===== INPUT DATA =====

PR #44, opened 2015-03-30
Design polish

ajacksified:
:eyeglasses: @danehansen or @btholt 

Fixes:

* Vote Icons large and clipped - should be 16px height & weight, color #dedede
* Down arrow by "hot" should be pointed down and centered horizontally
* List view meta-information should be limited to one line of text and fade to white if it extends past one line
* Meta-information text should be all Arial regular #919192
* Dotted graphic artifacts appearing by expanding comment button
* Timestamps on comments should be reduced (3h, not 3 hours ago, etc - as in list view)
* Mods green, admins red, special dark-red

### DIFF
--- a/src/views/components/DownvoteIcon.jsx
+++ b/src/views/components/DownvoteIcon.jsx
@@ -14,7 +14,7 @@ class DownvoteIcon extends React.Component {
 
   render() {
     return (
-      <SVG className={'DownvoteIcon' + (this.props.altered ? ' altered' : '')} width={20} height={20} fallbackText='downvote'>
+      <SVG className={'DownvoteIcon' + (this.props.altered ? ' altered' : '')} width={16} height={16} fallbackText='downvote'>
         <defs>
           <clipPath id={this._maskID}>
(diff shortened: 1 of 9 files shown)


src/views/components/DownvoteIcon.jsx
```diff
@@ -14,14 +14,14 @@ class DownvoteIcon extends React.Component {
 
   render() {
     return (
-      <SVG className={'DownvoteIcon' + (this.props.altered ? ' altered' : '')} width={20} height={20} fallbackText='downvote'>
+      <SVG className={'DownvoteIcon' + (this.props.altered ? ' altered' : '')} width={16} height={16} fallbackText='downvote'>
```
danehansen: leave all the sizing with the icons at a consistent 20x20 pixel size. then with css you can make the outer svg smaller and everything else will scale inside accordingly.

danehansen: but ideally within the design all the icons would be the same size anyways for visual consistency.

PR #46, opened 2015-03-31
Support multis

ajacksified:
Also remove leading / from /r/ and /m/ and /u/ and whatnot. And get rid of /u/.

:eyeglasses: @danehansen or @btholt or @jo-asakura

### DIFF
--- a/src/redirects.jsx
+++ b/src/redirects.jsx
@@ -11,6 +11,10 @@ function routes(app) {
   app.router.get('/user/:user', function *(next) {
     this.redirect('/u/' + this.params.user);
   });
+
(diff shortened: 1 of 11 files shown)


src/redirects.jsx
```diff
@@ -11,6 +11,10 @@ function routes(app) {
   app.router.get('/user/:user', function *(next) {
     this.redirect('/u/' + this.params.user);
   });
+
+  app.router.get('/user/:user/m/:multi', function *(next) {
+    this.redirect('/u/' + this.params.user + '/m/' + this.params.multi);
```
ajacksified: Will es6-string-templateify this whole file after this merge.

jo-asakura:
:fish:

PR #47, opened 2015-03-31
Hide nsfw

ajacksified:
nsfw-gif

:eyeglasses: @danehansen or @jo-asakura or @btholt

### DIFF
--- a/src/views/components/Listing.jsx
+++ b/src/views/components/Listing.jsx
@@ -66,6 +66,7 @@ class Listing extends React.Component {
 
   buildImage(url, embed, fixedRatio) {
     var html5 = gifToHTML5(url);
+
     if (html5) {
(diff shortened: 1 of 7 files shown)


src/views/components/Listing.jsx
```diff
@@ -196,11 +191,13 @@ class Listing extends React.Component {
...
-        expanded: !this.state.expanded,
-      });
-    }
+    this.setState({
+      expanded: !this.state.expanded,
+    });
+  }
+
+  isNSFW(listing={}) {
+    return listing.title.match(/nsf[wl]/gi) || listing.over_18;
```
jo-asakura: Will fail if not listing is provided and default value doesn't give us `title` property.

jo-asakura:
:fish:

PR #49, opened 2015-03-31
Even more fixes

ajacksified:
As the comments describe.

Notes:

* scrollcache is unbounded; I don't expect it to be an issue, but I could hide it behind an LRU cache if this makes anyone nervous
* `this.props.app.emit('page:update');` boilerplate is annoying, maybe it's time to make a base page class


ajacksified:
:eyeglasses: @btholt or @jo-asakura or @danehansen

jo-asakura:
:fish:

=====

* TASK DIRECTIONS
Find the lines above holding the word "title" and show them.

* TASK SOLUTION
+    return listing.title.match(/nsf[wl]/gi) || listing.over_18;
jo-asakura: Will fail if not listing is provided and default value doesn't give us `title` property.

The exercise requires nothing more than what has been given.